** Task description **
Word for word, restate the records that follow.

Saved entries
Content starts
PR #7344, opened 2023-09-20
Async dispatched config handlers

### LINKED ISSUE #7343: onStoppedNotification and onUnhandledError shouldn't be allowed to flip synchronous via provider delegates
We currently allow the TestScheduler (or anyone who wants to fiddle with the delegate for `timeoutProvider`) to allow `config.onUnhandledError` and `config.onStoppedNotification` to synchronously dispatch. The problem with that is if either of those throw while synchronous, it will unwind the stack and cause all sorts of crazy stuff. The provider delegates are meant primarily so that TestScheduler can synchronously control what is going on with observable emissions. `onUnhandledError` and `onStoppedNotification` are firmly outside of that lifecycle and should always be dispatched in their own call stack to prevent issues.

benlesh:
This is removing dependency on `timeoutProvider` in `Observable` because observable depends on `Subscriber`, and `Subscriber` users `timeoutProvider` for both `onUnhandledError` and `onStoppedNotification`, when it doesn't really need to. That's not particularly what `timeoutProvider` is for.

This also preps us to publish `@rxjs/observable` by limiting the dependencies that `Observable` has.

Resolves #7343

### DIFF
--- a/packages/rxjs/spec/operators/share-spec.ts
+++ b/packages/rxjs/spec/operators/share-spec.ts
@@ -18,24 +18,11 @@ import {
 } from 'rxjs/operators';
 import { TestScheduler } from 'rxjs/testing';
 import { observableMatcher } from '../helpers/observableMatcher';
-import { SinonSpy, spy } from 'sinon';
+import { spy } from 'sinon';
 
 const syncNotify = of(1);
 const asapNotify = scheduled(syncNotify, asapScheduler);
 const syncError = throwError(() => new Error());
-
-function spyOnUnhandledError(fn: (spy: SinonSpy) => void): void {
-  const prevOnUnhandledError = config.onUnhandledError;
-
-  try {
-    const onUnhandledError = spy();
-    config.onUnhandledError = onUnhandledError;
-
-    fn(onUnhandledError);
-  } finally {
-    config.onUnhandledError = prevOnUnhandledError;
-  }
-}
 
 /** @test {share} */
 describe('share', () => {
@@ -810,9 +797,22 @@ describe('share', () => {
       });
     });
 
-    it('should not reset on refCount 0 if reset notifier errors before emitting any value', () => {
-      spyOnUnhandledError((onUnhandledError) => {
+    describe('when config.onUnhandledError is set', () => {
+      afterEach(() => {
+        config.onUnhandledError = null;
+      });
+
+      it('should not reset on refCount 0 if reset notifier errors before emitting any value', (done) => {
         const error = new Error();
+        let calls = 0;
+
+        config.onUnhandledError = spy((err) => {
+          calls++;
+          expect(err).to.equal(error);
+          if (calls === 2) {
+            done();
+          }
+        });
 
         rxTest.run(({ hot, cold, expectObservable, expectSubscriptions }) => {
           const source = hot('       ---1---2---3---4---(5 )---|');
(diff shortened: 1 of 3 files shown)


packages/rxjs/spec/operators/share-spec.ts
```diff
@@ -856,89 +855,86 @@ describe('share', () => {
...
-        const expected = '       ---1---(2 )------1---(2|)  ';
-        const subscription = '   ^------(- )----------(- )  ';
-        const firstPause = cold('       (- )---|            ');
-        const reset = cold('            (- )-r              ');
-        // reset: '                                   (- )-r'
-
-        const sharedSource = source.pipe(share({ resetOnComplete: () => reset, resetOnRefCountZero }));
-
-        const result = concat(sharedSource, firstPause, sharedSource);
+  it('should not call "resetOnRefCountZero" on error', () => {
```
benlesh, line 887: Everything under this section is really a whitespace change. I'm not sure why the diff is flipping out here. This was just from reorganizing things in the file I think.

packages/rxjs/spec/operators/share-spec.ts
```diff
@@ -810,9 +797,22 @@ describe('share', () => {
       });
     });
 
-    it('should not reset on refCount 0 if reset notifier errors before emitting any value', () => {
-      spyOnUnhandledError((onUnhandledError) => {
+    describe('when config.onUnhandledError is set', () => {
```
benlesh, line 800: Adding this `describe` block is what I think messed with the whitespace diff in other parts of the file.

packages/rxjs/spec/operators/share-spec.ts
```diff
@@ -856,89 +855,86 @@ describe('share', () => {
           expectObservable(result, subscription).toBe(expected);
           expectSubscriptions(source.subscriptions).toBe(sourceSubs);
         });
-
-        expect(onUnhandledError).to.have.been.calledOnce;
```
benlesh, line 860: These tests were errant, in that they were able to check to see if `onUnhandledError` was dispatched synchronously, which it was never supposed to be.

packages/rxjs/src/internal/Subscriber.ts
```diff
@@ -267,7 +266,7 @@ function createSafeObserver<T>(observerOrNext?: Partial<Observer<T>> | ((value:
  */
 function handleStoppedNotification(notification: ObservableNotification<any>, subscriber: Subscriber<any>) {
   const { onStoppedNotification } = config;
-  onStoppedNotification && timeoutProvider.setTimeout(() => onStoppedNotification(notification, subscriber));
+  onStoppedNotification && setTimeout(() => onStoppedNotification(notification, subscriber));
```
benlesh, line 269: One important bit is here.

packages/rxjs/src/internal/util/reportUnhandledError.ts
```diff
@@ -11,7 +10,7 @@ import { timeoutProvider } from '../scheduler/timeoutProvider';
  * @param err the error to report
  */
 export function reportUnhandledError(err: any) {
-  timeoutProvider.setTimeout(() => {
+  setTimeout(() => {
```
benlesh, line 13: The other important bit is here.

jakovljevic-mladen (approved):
Content ends
** Your response **
PR #7344, opened 2023-09-20
Async dispatched config handlers

### LINKED ISSUE #7343: onStoppedNotification and onUnhandledError shouldn't be allowed to flip synchronous via provider delegates
We currently allow the TestScheduler (or anyone who wants to fiddle with the delegate for `timeoutProvider`) to allow `config.onUnhandledError` and `config.onStoppedNotification` to synchronously dispatch. The problem with that is if either of those throw while synchronous, it will unwind the stack and cause all sorts of crazy stuff. The provider delegates are meant primarily so that TestScheduler can synchronously control what is going on with observable emissions. `onUnhandledError` and `onStoppedNotification` are firmly outside of that lifecycle and should always be dispatched in their own call stack to prevent issues.

benlesh:
This is removing dependency on `timeoutProvider` in `Observable` because observable depends on `Subscriber`, and `Subscriber` users `timeoutProvider` for both `onUnhandledError` and `onStoppedNotification`, when it doesn't really need to. That's not particularly what `timeoutProvider` is for.

This also preps us to publish `@rxjs/observable` by limiting the dependencies that `Observable` has.

Resolves #7343

### DIFF
--- a/packages/rxjs/spec/operators/share-spec.ts
+++ b/packages/rxjs/spec/operators/share-spec.ts
@@ -18,24 +18,11 @@ import {
 } from 'rxjs/operators';
 import { TestScheduler } from 'rxjs/testing';
 import { observableMatcher } from '../helpers/observableMatcher';
-import { SinonSpy, spy } from 'sinon';
+import { spy } from 'sinon';
 
 const syncNotify = of(1);
 const asapNotify = scheduled(syncNotify, asapScheduler);
 const syncError = throwError(() => new Error());
-
-function spyOnUnhandledError(fn: (spy: SinonSpy) => void): void {
-  const prevOnUnhandledError = config.onUnhandledError;
-
-  try {
-    const onUnhandledError = spy();
-    config.onUnhandledError = onUnhandledError;
-
-    fn(onUnhandledError);
-  } finally {
-    config.onUnhandledError = prevOnUnhandledError;
-  }
-}
 
 /** @test {share} */
 describe('share', () => {
@@ -810,9 +797,22 @@ describe('share', () => {
       });
     });
 
-    it('should not reset on refCount 0 if reset notifier errors before emitting any value', () => {
-      spyOnUnhandledError((onUnhandledError) => {
+    describe('when config.onUnhandledError is set', () => {
+      afterEach(() => {
+        config.onUnhandledError = null;
+      });
+
+      it('should not reset on refCount 0 if reset notifier errors before emitting any value', (done) => {
         const error = new Error();
+        let calls = 0;
+
+        config.onUnhandledError = spy((err) => {
+          calls++;
+          expect(err).to.equal(error);
+          if (calls === 2) {
+            done();
+          }
+        });
 
         rxTest.run(({ hot, cold, expectObservable, expectSubscriptions }) => {
           const source = hot('       ---1---2---3---4---(5 )---|');
(diff shortened: 1 of 3 files shown)


packages/rxjs/spec/operators/share-spec.ts
```diff
@@ -856,89 +855,86 @@ describe('share', () => {
...
-        const expected = '       ---1---(2 )------1---(2|)  ';
-        const subscription = '   ^------(- )----------(- )  ';
-        const firstPause = cold('       (- )---|            ');
-        const reset = cold('            (- )-r              ');
-        // reset: '                                   (- )-r'
-
-        const sharedSource = source.pipe(share({ resetOnComplete: () => reset, resetOnRefCountZero }));
-
-        const result = concat(sharedSource, firstPause, sharedSource);
+  it('should not call "resetOnRefCountZero" on error', () => {
```
benlesh, line 887: Everything under this section is really a whitespace change. I'm not sure why the diff is flipping out here. This was just from reorganizing things in the file I think.

packages/rxjs/spec/operators/share-spec.ts
```diff
@@ -810,9 +797,22 @@ describe('share', () => {
       });
     });
 
-    it('should not reset on refCount 0 if reset notifier errors before emitting any value', () => {
-      spyOnUnhandledError((onUnhandledError) => {
+    describe('when config.onUnhandledError is set', () => {
```
benlesh, line 800: Adding this `describe` block is what I think messed with the whitespace diff in other parts of the file.

packages/rxjs/spec/operators/share-spec.ts
```diff
@@ -856,89 +855,86 @@ describe('share', () => {
           expectObservable(result, subscription).toBe(expected);
           expectSubscriptions(source.subscriptions).toBe(sourceSubs);
         });
-
-        expect(onUnhandledError).to.have.been.calledOnce;
```
benlesh, line 860: These tests were errant, in that they were able to check to see if `onUnhandledError` was dispatched synchronously, which it was never supposed to be.

packages/rxjs/src/internal/Subscriber.ts
```diff
@@ -267,7 +266,7 @@ function createSafeObserver<T>(observerOrNext?: Partial<Observer<T>> | ((value:
  */
 function handleStoppedNotification(notification: ObservableNotification<any>, subscriber: Subscriber<any>) {
   const { onStoppedNotification } = config;
-  onStoppedNotification && timeoutProvider.setTimeout(() => onStoppedNotification(notification, subscriber));
+  onStoppedNotification && setTimeout(() => onStoppedNotification(notification, subscriber));
```
benlesh, line 269: One important bit is here.

packages/rxjs/src/internal/util/reportUnhandledError.ts
```diff
@@ -11,7 +10,7 @@ import { timeoutProvider } from '../scheduler/timeoutProvider';
  * @param err the error to report
  */
 export function reportUnhandledError(err: any) {
-  timeoutProvider.setTimeout(() => {
+  setTimeout(() => {
```
benlesh, line 13: The other important bit is here.

jakovljevic-mladen (approved):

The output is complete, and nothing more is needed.